◆ **What you need to do**: Write the data out again in full, with no departure from the original.

========================================================================

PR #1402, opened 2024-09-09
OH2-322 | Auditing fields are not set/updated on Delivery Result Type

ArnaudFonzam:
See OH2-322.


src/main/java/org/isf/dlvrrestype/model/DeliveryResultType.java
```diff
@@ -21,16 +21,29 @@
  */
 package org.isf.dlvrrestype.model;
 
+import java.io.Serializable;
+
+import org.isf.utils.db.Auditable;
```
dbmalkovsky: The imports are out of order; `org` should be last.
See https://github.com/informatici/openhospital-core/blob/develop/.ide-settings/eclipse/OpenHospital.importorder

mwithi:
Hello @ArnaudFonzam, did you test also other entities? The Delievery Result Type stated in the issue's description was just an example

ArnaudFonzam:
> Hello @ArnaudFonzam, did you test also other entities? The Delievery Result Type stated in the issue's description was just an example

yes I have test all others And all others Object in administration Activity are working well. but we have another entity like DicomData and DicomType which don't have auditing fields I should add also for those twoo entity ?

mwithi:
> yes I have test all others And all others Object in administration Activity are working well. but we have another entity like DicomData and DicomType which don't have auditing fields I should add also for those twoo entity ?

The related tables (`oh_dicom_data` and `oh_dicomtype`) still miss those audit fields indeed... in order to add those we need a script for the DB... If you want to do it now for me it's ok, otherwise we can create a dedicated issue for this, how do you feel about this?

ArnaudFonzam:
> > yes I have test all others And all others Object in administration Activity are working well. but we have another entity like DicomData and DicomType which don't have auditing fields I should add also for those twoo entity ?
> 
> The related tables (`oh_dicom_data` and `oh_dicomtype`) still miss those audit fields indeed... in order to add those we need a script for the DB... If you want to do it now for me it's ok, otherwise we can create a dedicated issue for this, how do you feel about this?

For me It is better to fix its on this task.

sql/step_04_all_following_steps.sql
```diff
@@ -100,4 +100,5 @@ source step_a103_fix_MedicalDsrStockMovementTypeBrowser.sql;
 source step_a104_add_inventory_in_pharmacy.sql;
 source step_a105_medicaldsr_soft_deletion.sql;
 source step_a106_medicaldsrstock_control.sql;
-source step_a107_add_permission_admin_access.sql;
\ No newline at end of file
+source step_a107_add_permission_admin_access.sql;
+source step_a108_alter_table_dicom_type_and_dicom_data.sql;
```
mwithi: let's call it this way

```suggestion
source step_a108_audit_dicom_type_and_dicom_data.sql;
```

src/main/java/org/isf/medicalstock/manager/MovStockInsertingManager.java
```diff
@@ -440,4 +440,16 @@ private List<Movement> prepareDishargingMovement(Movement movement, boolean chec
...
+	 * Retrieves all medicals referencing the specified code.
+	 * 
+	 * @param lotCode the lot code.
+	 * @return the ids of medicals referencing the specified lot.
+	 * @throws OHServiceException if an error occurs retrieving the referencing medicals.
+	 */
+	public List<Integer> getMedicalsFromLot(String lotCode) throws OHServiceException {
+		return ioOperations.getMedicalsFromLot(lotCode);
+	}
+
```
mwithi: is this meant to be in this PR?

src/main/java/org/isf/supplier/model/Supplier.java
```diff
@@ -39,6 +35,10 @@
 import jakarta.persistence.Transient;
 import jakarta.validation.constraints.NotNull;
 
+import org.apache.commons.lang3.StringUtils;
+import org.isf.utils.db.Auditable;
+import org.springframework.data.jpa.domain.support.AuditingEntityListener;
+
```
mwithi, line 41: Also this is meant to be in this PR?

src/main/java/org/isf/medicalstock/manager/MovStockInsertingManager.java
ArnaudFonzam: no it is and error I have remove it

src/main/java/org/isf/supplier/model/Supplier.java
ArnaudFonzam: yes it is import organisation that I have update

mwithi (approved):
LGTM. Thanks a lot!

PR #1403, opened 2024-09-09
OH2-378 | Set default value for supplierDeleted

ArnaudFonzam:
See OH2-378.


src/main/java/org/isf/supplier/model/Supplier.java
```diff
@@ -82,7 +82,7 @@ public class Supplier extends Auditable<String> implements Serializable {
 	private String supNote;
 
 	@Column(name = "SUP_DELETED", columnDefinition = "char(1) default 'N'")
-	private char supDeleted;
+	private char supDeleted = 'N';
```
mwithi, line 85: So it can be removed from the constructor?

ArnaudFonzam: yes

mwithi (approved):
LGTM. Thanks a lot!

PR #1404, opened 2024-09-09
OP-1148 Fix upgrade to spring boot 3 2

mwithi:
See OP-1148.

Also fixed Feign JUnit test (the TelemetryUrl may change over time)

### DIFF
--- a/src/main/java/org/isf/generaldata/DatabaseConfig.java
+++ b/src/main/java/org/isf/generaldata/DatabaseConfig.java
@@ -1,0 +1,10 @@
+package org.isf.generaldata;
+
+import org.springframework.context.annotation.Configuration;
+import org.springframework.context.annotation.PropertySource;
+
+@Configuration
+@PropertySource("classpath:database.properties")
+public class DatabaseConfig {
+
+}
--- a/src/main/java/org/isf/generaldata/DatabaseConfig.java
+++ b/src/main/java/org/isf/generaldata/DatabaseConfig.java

========================================================================

◆ **Problem solution**:
PR #1402, opened 2024-09-09
OH2-322 | Auditing fields are not set/updated on Delivery Result Type

ArnaudFonzam:
See OH2-322.


src/main/java/org/isf/dlvrrestype/model/DeliveryResultType.java
```diff
@@ -21,16 +21,29 @@
  */
 package org.isf.dlvrrestype.model;
 
+import java.io.Serializable;
+
+import org.isf.utils.db.Auditable;
```
dbmalkovsky: The imports are out of order; `org` should be last.
See https://github.com/informatici/openhospital-core/blob/develop/.ide-settings/eclipse/OpenHospital.importorder

mwithi:
Hello @ArnaudFonzam, did you test also other entities? The Delievery Result Type stated in the issue's description was just an example

ArnaudFonzam:
> Hello @ArnaudFonzam, did you test also other entities? The Delievery Result Type stated in the issue's description was just an example

yes I have test all others And all others Object in administration Activity are working well. but we have another entity like DicomData and DicomType which don't have auditing fields I should add also for those twoo entity ?

mwithi:
> yes I have test all others And all others Object in administration Activity are working well. but we have another entity like DicomData and DicomType which don't have auditing fields I should add also for those twoo entity ?

The related tables (`oh_dicom_data` and `oh_dicomtype`) still miss those audit fields indeed... in order to add those we need a script for the DB... If you want to do it now for me it's ok, otherwise we can create a dedicated issue for this, how do you feel about this?

ArnaudFonzam:
> > yes I have test all others And all others Object in administration Activity are working well. but we have another entity like DicomData and DicomType which don't have auditing fields I should add also for those twoo entity ?
> 
> The related tables (`oh_dicom_data` and `oh_dicomtype`) still miss those audit fields indeed... in order to add those we need a script for the DB... If you want to do it now for me it's ok, otherwise we can create a dedicated issue for this, how do you feel about this?

For me It is better to fix its on this task.

sql/step_04_all_following_steps.sql
```diff
@@ -100,4 +100,5 @@ source step_a103_fix_MedicalDsrStockMovementTypeBrowser.sql;
 source step_a104_add_inventory_in_pharmacy.sql;
 source step_a105_medicaldsr_soft_deletion.sql;
 source step_a106_medicaldsrstock_control.sql;
-source step_a107_add_permission_admin_access.sql;
\ No newline at end of file
+source step_a107_add_permission_admin_access.sql;
+source step_a108_alter_table_dicom_type_and_dicom_data.sql;
```
mwithi: let's call it this way

```suggestion
source step_a108_audit_dicom_type_and_dicom_data.sql;
```

src/main/java/org/isf/medicalstock/manager/MovStockInsertingManager.java
```diff
@@ -440,4 +440,16 @@ private List<Movement> prepareDishargingMovement(Movement movement, boolean chec
...
+	 * Retrieves all medicals referencing the specified code.
+	 * 
+	 * @param lotCode the lot code.
+	 * @return the ids of medicals referencing the specified lot.
+	 * @throws OHServiceException if an error occurs retrieving the referencing medicals.
+	 */
+	public List<Integer> getMedicalsFromLot(String lotCode) throws OHServiceException {
+		return ioOperations.getMedicalsFromLot(lotCode);
+	}
+
```
mwithi: is this meant to be in this PR?

src/main/java/org/isf/supplier/model/Supplier.java
```diff
@@ -39,6 +35,10 @@
 import jakarta.persistence.Transient;
 import jakarta.validation.constraints.NotNull;
 
+import org.apache.commons.lang3.StringUtils;
+import org.isf.utils.db.Auditable;
+import org.springframework.data.jpa.domain.support.AuditingEntityListener;
+
```
mwithi, line 41: Also this is meant to be in this PR?

src/main/java/org/isf/medicalstock/manager/MovStockInsertingManager.java
ArnaudFonzam: no it is and error I have remove it

src/main/java/org/isf/supplier/model/Supplier.java
ArnaudFonzam: yes it is import organisation that I have update

mwithi (approved):
LGTM. Thanks a lot!

PR #1403, opened 2024-09-09
OH2-378 | Set default value for supplierDeleted

ArnaudFonzam:
See OH2-378.


src/main/java/org/isf/supplier/model/Supplier.java
```diff
@@ -82,7 +82,7 @@ public class Supplier extends Auditable<String> implements Serializable {
 	private String supNote;
 
 	@Column(name = "SUP_DELETED", columnDefinition = "char(1) default 'N'")
-	private char supDeleted;
+	private char supDeleted = 'N';
```
mwithi, line 85: So it can be removed from the constructor?

ArnaudFonzam: yes

mwithi (approved):
LGTM. Thanks a lot!

PR #1404, opened 2024-09-09
OP-1148 Fix upgrade to spring boot 3 2

mwithi:
See OP-1148.

Also fixed Feign JUnit test (the TelemetryUrl may change over time)

### DIFF
--- a/src/main/java/org/isf/generaldata/DatabaseConfig.java
+++ b/src/main/java/org/isf/generaldata/DatabaseConfig.java
@@ -1,0 +1,10 @@
+package org.isf.generaldata;
+
+import org.springframework.context.annotation.Configuration;
+import org.springframework.context.annotation.PropertySource;
+
+@Configuration
+@PropertySource("classpath:database.properties")
+public class DatabaseConfig {
+
+}
--- a/src/main/java/org/isf/generaldata/DatabaseConfig.java
+++ b/src/main/java/org/isf/generaldata/DatabaseConfig.java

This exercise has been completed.